From what I heard, the classes are up to 1986 bikes and 1987 to 1995 bikes. The "20+ year" category doesn't include 1987/88 models. The reasoning was based on when changes occured in drivetrain and brakes. Otherwise, eventually we'd have 8speed indexed shifting front suspended bikes with V-brakes up against friction shifting rigid forked rigs. 

Can anyone confirm?


----------



## datawhacker (Dec 23, 2004)

Veloculture is the authority, but I think that you have it right conceptually. More about a point in time historically, than 2008 minus 20 years. Pretty sure that 20 year old will continue to mean non-indexing because it came out in around 86 and hasn't been allowed in the 20 year class historically.


----------



## Veloculture (Dec 18, 2005)

J said:


> Here's a few questions:
> 
> 1. I think I can remember where the camping spot is, but if anyone has directions, please post.
> 
> ...


1- this year im shooting for a being within eyesight of the staging area but far enough away to not be right on top of the megaphone. i'll try to put up signs but you can probably just ask the people at the staging line where we are and they should be able to point you there. thats the plan anyway. they wanted to be able to point people to where we are. apparently they get a lot of requests to see our bikes but the people couldn't find up previous years.

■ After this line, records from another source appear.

PR #63, opened 2023-06-13
DQM: Adding protections for runs with 21 masked pixels (due to shutter)

hashkar:
fixing the 21 pixels issues for old runs: addin a check first.

PR #80, opened 2023-10-20
DQM: Adding protections for runs with 21 masked pixels (due to shutter)

hashkar:
The camera geometry was already fixed. This pull request has small bug and style fixes


jlenain:
Was a follow-up of #63

PR #88, opened 2024-01-23
Simple script to retrieve a run from the grid (and the related db info)

vmarandon:


jlenain (approved):
Thanks a lot, @vmarandon !
For the `DataManagement` class, pour idea with @guillaumegrolleron was to use the DIRAC API directly, and avoid system calls using subprocesses. However, your script comes very handy!

PR #90, opened 2024-01-25
Find runs on GRID directly with the Dirac python API

guillaumegrolleron:
I just changed the way to access the runs files stored on the GRID, before we had to access the ELog and the method was not robust. 

Now we directly use the DIRAC API to search and find location of data with run number.

This feature makes possible to use `tools` and do not need to previously download runs files locally in $NECTARCAMDATA. `nectarchain` will check if the files are accessible locally, if not, it will automatically fetch them from the GRID and store them in ¤NECTARCAMDATA

### DIFF
--- a/src/nectarchain/data/management.py
+++ b/src/nectarchain/data/management.py
@@ -8,15 +8,12 @@ log.handlers = logging.getLogger("__main__").handlers
 import glob
 import os
 import pathlib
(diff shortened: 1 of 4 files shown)


jlenain (approved):
That's brilliant, @guillaumegrolleron ! Thanks a lot !

PR #115, opened 2024-03-21
Add container/component/tool for pedestal estimation

tibaldo:
This PR add a tool/component dedicated to estimate pedestals based on data that contain events of type `SKYPEDESTAL`. Pedestals are stored in a dedicated container following the nectarchain conventions (`pixels_id` etc.).
Several methods for filtering the data are available based on timestamps of the events, standard deviations of the waveforms and the charge distribution.
In order to reduce the memory load the tool is built in such a way that pedestals are estimated in slices with a number of events `events_per_slice` and then results combined at the end.
PS: I'm not sure why in the file comparison I see the renaming master-> main which is already integrated in the upstream repository


jlenain:
CI tests are currently failling due to #116 . #117 should fix it.

jlenain:
> PS: I'm not sure why in the file comparison I see the renaming master-> main which is already integrated in the upstream repository
I think it is, maybe, because you pull from the main branch of the repo into your dev branch before pushing your commits into it ?
If so, new features introduced in the main are duplicated in your dev branch. This should not be any issue at merge (we'll clean the commit log), but the proper workflow is to ignore any new commit from the main in your dev branch. Any potential conflicts with the main will be flagged, and can be fixed, when we merge the PR.

jlenain (approved):
Thanks a lot, @tibaldo !
I tested your branch locally, and everything is running very smoothly.
To me, the PR is in an excellent shape and is ready to be merged.

PR #122, opened 2024-07-03
Thermal tests + CI in DQM

hashkar:
This pull request contains changes to make the DQM easily usable for the thermal tests.
The main changes also include the integration of CI tests for the DQM.
This is just an initiation to the CI tests. They are not complete yet. The first function of each class is tested here.


hashkar:
One thing that needs to be fixed before accepting this pull request is the path to the data file used for the tests. @jlenain can you point me to the one you mentioned yesterday?

jlenain:
> One thing that needs to be fixed before accepting this pull request is the path to the data file used for the tests. @jlenain can you point me to the one you mentioned yesterday?

There are a few such instances throughout `nectarchain`, e.g. https://github.com/cta-observatory/nectarchain/blob/e72010a698523a5fa410546df9efe567d7229a4b/src/nectarchain/makers/calibration/tests/test_pedestal_tool.py#L11

jlenain:
@hashkar , one thing that I am wondering is whether the DQM module is the best place for thermal test analyses. In my understanding, the DQM should run a quality monitoring as generic as possible. A dedicated analysis of runs for thermal tests would be better placed into `user_scripts`, in my opinion. What do you think ? @frnbrun , @vmarandon as well ?

hashkar:
@jlenain I totally agree. The DQM module is still the same I just changed small things in it to be able to compute the quantities needed for the thermal tests easily. These quantities are also useful for the DQM (for example pedestal averaged for the first 20 samples). In the user_script there will be the script to launch the thermal tests and analyze + plot the results.

jlenain:
I guess the prints were meant to assess which value to assert the tests. Could you please remove these? Thanks!

environment.yml
```diff
@@ -15,6 +15,8 @@ dependencies:
   - pandas
   - zeo
   - zodb
+  - openssl
+  - libexpat
```
jlenain, line 19: I am reluctant to add explicit dependencies to such standard packages, which implicitly comes with other dependencies. This may impact our conda package builds.

src/nectarchain/dqm/__init__.py
```diff
@@ -1,4 +1,5 @@
 from .db_utils import DQMDB
 from .dqm_summary_processor import DQMSummary
+from .pixel_participation import PixelParticipationHighLowGain
 
-__all__ = ["DQMDB", "DQMSummary"]
+__all__ = ["DQMDB", "DQMSummary", "PixelParticipationHighLowGain"]
```
jlenain, line 5: What is the reason why `PixelParticipationHighLowGain` should be exposed, and not the other DQM classes ? We should take care of the fact that PR #148 already exposes all other DQM classes. We may hit a conflict at some point, which should be easy to solve.

src/nectarchain/dqm/camera_monitoring.py
```diff
@@ -4,11 +4,11 @@
 import numpy as np
 from astropy import time as astropytime
 from ctapipe.coordinates import EngineeringCameraFrame
-from ctapipe.instrument import CameraGeometry
 from ctapipe.visualization import CameraDisplay
-from dqm_summary_processor import DQMSummary
 from matplotlib import pyplot as plt
 
+from nectarchain.dqm.dqm_summary_processor import DQMSummary
+
```
jlenain, line 11: Covered in https://github.com/cta-observatory/nectarchain/pull/148/files#diff-593f6bdf396b1884f5f268dc53b094157f91cbb60ad009414793c0a40c143cde

src/nectarchain/dqm/charge_integration.py
```diff
@@ -2,12 +2,12 @@
...
 from ctapipe.coordinates import EngineeringCameraFrame
 from ctapipe.image import LocalPeakWindowSum
-from ctapipe.instrument import CameraGeometry
 from ctapipe.visualization import CameraDisplay
-from dqm_summary_processor import DQMSummary
 from matplotlib import pyplot as plt
 from traitlets.config.loader import Config
 
+from nectarchain.dqm.dqm_summary_processor import DQMSummary
+
```
jlenain, line 10: Covered in PR #148

src/nectarchain/dqm/mean_waveforms.py
```diff
@@ -1,7 +1,8 @@
 import numpy as np
-from dqm_summary_processor import DQMSummary
 from matplotlib import pyplot as plt
 
+from nectarchain.dqm.dqm_summary_processor import DQMSummary
+
```
jlenain, line 5: Covered in PR #148

jlenain (approved):
Some changes may be redundant with PR #148 , or adjusted accordingly. We'll take care of that when merging the two PRs.

Issue #3399, opened 2025-02-23
Remove 2 deprecated CLI options of `linera wallet init`


ma2bd:
Remove 2 CLI options of `linera wallet init`:
* `--with-new-chain` (people should use `linera wallet request-chain`)
* `--with-other-chains` (people should use `linera wallet follow-chain`)

Also remove the `FaucetOptions` in `cli_wrapper`.

This should be easy but
* e2e tests need to be upgraded (mostly simplified)
* We need to decide what to do with `print_peg_certificate_hash`

ownwift:
good

afck:
> We need to decide what to do with `print_peg_certificate_hash`

Maybe `linera wallet init` should just always synchronize the admin chain, and print its latest hash.

afck:
I realized we already don't sync automatically on wallet initialization anymore.

I'll remove the info message for now and created https://github.com/linera-io/linera-protocol/issues/3909.

Issue #3909, opened 2025-05-08
Print an info message when using faucet or old local data.


afck:
When initializing a wallet using the genesis config provided by a remote node (e.g. the faucet), the client basically trusts the faucet that it will connect it to the right network.

Similarly, if the client has been offline very long and the latest locally known committee is already expired, syncing based on that information means trusting that this committee has not been compromised. (Long-Range Attack)

In both cases we should print a message after synchronization, so that the user can compare the downloaded data to some trusted source (block explorer, other users, etc.). Specifically, we should print the latest admin chain block hash. If the admin chain is empty and the genesis timestamp is still recent enough, we should print the genesis config hash.

afck:
We could make that warning less irritating by having a configurable list of trusted sources: Endpoints that can provide the latest committee and/or admin chain block hashes, and that the user can trust to some extent even though they aren't necessarily staked validators.

In any situation where the client can't trust the latest committee anymore or doesn't have any data yet, it would query _all_ of these sources. If they all agree, it would trust the committee they provide again, and maybe only print a less alarming INFO-level message. If any of them disagrees it should print a very clear error message and probably terminate.

PR #3910, opened 2025-05-08
Remove 2 deprecated CLI options of `linera wallet init`.

afck:
## Motivation

`--with-new-chain` and `--with-other-chains` are not necessary anymore; `request-chain` and `follow-chain` should be used instead.

## Proposal

Remove them, and the `FaucetOption` enum.

Also don't print the latest hash anymore: This was meant to avoid trusting the faucet or expired committees, but we already don't sync on `wallet init` anymore, so it's in the wrong place. I created #3909 to revisit this once we address the rest of the long-range attack issue.

## Test Plan

The tests were updated to use `request-chain` instead.

## Release Plan

- Before the next testnet, the Linera Manual needs to be updated.

## Links

- Closes https://github.com/linera-io/linera-protocol/issues/3399.

### DIFF
--- a/linera-service/src/linera/main.rs
+++ b/linera-service/src/linera/main.rs
@@ -6,7 +6,7 @@
 #![deny(clippy::large_futures)]
 
 use std::{
-    collections::{BTreeMap, BTreeSet, HashMap},
+    collections::{BTreeMap, BTreeSet},
     env,
     ops::Deref,
     path::PathBuf,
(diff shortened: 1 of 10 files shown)


linera-service/src/linera/main.rs
```diff
@@ -1235,48 +1235,6 @@ impl Runnable for Job {
                 );
             }
 
-            Wallet(WalletCommand::Init {
```
deuszx, line 1238: Why is it safe to remove handling of this command here now?

afck: We `match` on the command in two places:
* In the `run()` function, where storage is not yet initialized. `Wallet::Init` is handled there, because as part of wallet initialization we also initialize storage.
* In the `<Job as Runnable>::run<S>(self, storage: S)` method, where storage is already available. We used to assign and sync the new chain there, but now that's not necessary anymore.

christos-h (approved):
LGTM :)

2- just get it as close as possible.

3- i might be. unsure though. i usually like to get there early to setup camp and to hit the hot springs before they get too crowded.


----------



## Veloculture (Dec 18, 2005)

datawhacker said:


> Veloculture is the authority, but I think that you have it right conceptually. More about a point in time historically, than 2008 minus 20 years. Pretty sure that 20 year old will continue to mean non-indexing because it came out in around 86 and hasn't been allowed in the 20 year class historically.


thats it exactly!


----------



## Retro MB (Oct 13, 2007)

Does this mean that I cannot ride my '86 Potts with original wheels, brakes, bar (steel), crankset, etc. in the 20+ class since (like most people of the era) I converted to index shifting when it came out?


----------



## Fillet-brazed (Jan 13, 2004)

Retro MB said:


> Does this mean that I cannot ride my '86 Potts with original wheels, brakes, bar (steel), crankset, etc. in the 20+ class since (like most people of the era) I converted to index shifting when it came out?

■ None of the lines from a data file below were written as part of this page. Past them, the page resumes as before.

PR #3912, opened 2025-05-08
Fix error msg enrichement for Bytecode::load_from_file

deuszx:
## Motivation

When we fail to load the `Bytecode` the errors message doesn't contain the path:
```
2025-05-08T11:07:28.399520Z ERROR linera: Error is persistence error: I/O error: No such file or directory (os error 2)
```

even though the code tries to add it. The issue seems to be due to a mismatch between the error type returned `load_from_file` function and the expectations of `.with_context` from the `anyhow` crate.

`load_from_file` returns `std::io::Result<Self>`, which means the error type is `std::io::Error`. However, `with_context` is only available on `Result<T, anyhow::Error>`, and it only adds context to errors that are already converted to `anyhow::Error`.

## Proposal

Enrich the log manually on the callsite.

## Test Plan

Tested locally and the result is now
```
2025-05-08T11:20:04.498782Z ERROR linera: Error is persistence error: failed to load contract bytecode from "./target/wasm32-unknown-unknown/release/my-counter_contract.wasm". error: No such file or directory (os error 2)
```

## Release Plan

## Links

### DIFF
--- a/linera-client/src/client_context.rs
+++ b/linera-client/src/client_context.rs
@@ -640,12 +640,24 @@ where
         vm_runtime: VmRuntime,
     ) -> Result<ModuleId, Error> {
         info!("Loading bytecode files");
-        let contract_bytecode = Bytecode::load_from_file(&contract)
-            .await
-            .with_context(|| format!("failed to load contract bytecode from {:?}", &contract))?;
-        let service_bytecode = Bytecode::load_from_file(&service)
-            .await
-            .with_context(|| format!("failed to load service bytecode from {:?}", &service))?;
+        let contract_bytecode = Bytecode::load_from_file(&contract).await.map_err(|e| {
+            error::Inner::Persistence(
+                format!(
+                    "failed to load contract bytecode from {:?}. error: {}",
+                    &contract, e
+                )
+                .into(),
+            )
+        })?;
+        let service_bytecode = Bytecode::load_from_file(&service).await.map_err(|e| {
+            error::Inner::Persistence(
+                format!(
+                    "failed to load service bytecode from {:?}. error: {}",
+                    &service, e
+                )
+                .into(),
+            )
+        })?;
 
         info!("Publishing module");
         let (blobs, module_id) =


linera-client/src/client_context.rs
```diff
@@ -640,12 +640,24 @@ where
         vm_runtime: VmRuntime,
     ) -> Result<ModuleId, Error> {
         info!("Loading bytecode files");
-        let contract_bytecode = Bytecode::load_from_file(&contract)
-            .await
-            .with_context(|| format!("failed to load contract bytecode from {:?}", &contract))?;
-        let service_bytecode = Bytecode::load_from_file(&service)
-            .await
-            .with_context(|| format!("failed to load service bytecode from {:?}", &service))?;
+        let contract_bytecode = Bytecode::load_from_file(&contract).await.map_err(|e| {
```
afck, line 643: (Would be great to do this inside `load_from_file` directly. But that would probably mean we'd have yet another error type?)

afck (approved):
Looks good to me!

I guess the `Debug` impl of `PathBuf` prints the lossy UTF-8 conversion?

afck:
(And is there some `impl From<io::Error>` impl and error variant that could now be removed?)

linera-client/src/client_context.rs
deuszx: That method returns `io::Error` and I didn't want to change that to the custom `Inner` error type (which has some macro magic enriched that could make it more complicated than necessary).

deuszx:
> (And is there some `impl From<io::Error>` impl and error variant that could now be removed?)

Good question - looks like [there is](https://github.com/linera-io/linera-protocol/blob/main/linera-client/src/persistent/file.rs#L19-L20).

Maybe @Twey can share his depthless wisdom here.

Twey:
A better and smaller solution here would probably be to replace `std::fs` with [`fs_err`](https://docs.rs/fs-err/latest/fs_err/) in `linera-base`.

deuszx:
> A better and smaller solution here would probably be to replace the import of `std::fs` with [`fs_err`](https://docs.rs/fs-err/latest/fs_err/) in `linera-base`. We try to use that elsewhere but we seem to have overlooked `linera-base`.

I can give it a try but - in principle - I don't like adding a whole dependency for something that requires 2 lines of code

afck:
We're already using `fs-err`, at least in linera-version.

Twey:
It doesn't require 2 lines of code to do the equivalent thing, this approach requires 2 lines of code × the number of uses of `std::fs` in `linera-base` × the number of callers :)

A bigger problem here, though, is that the conversion from `linera_client::Error` to `anyhow::Error` drops the context.  It might be good (separately) to add

```rust
impl Error {
    fn to_anyhow(self) -> anyhow::Error {
        let contexts: Vec<_> = self.all(vec![]).0.into_iter().cloned().collect();
        let mut error = anyhow::Error::from(self);
        for context in contexts {
            error = error.context(context);
        }
        error
    }
}
```

and make sure to `.map_err(linera_client::Error::to_anyhow)` in `linera_service` when we cast to `anyhow::Error`.

deuszx:
I didn't add anyhow though - I actually removed it.

Twey:
Hence ‘separately’ — it would be great to do the more general thing in a separate PR :)

Twey:
> I actually removed it.

Sorry, I see the confusion — the `Context` trait here that provides `context()` is not `anyhow::Context` but `thiserror_context::Context`.  The reason this code doesn't work as expected is that converting from `linera_client::Error` to `anyhow::Error` (with `impl<E: std::error::Error> From<E> for anyhow::Error`) drops the context from `thiserror_context::Context` because it goes via `std::error::Error`, which has no notion of context.  In this specific case the context shouldn't have been necessary in the first place, because `fs-err` already does this for us.  But in general there is other context we'd like to preserve, so we should avoid that conversion and instead provide an implementation that preserves the context.  (The implementation I gave above can be generalized to all implementations of `thiserror_context::Context` with a few more type variables, and then we can similarly fix the problem for any other crates that might be experiencing it.)

ma2bd:
@deuszx @Twey what do we want to do with this PR?

deuszx:
I'm gonna close this since I don't really want to spend time on the approach that @Twey suggested - higher priority issues at hand.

nobody's gonna kick you out for index shifters. especially when the rest of the bike is 86. Just make sure to flip the switch to friction upon Sky's inpsection. After that just flip it back.


----------



## Rumpfy (Dec 21, 2003)

Fillet-brazed said:


> nobody's gonna kick you out for index shifters. especially when the rest of the bike is 86. Just make sure to flip the switch to friction upon Sky's inpsection. After that just flip it back.


5 minute penalty off the starting line.


----------



## Upchuck (Jan 30, 2004)

Rumpfy said:


> 5 minute penalty off the starting line.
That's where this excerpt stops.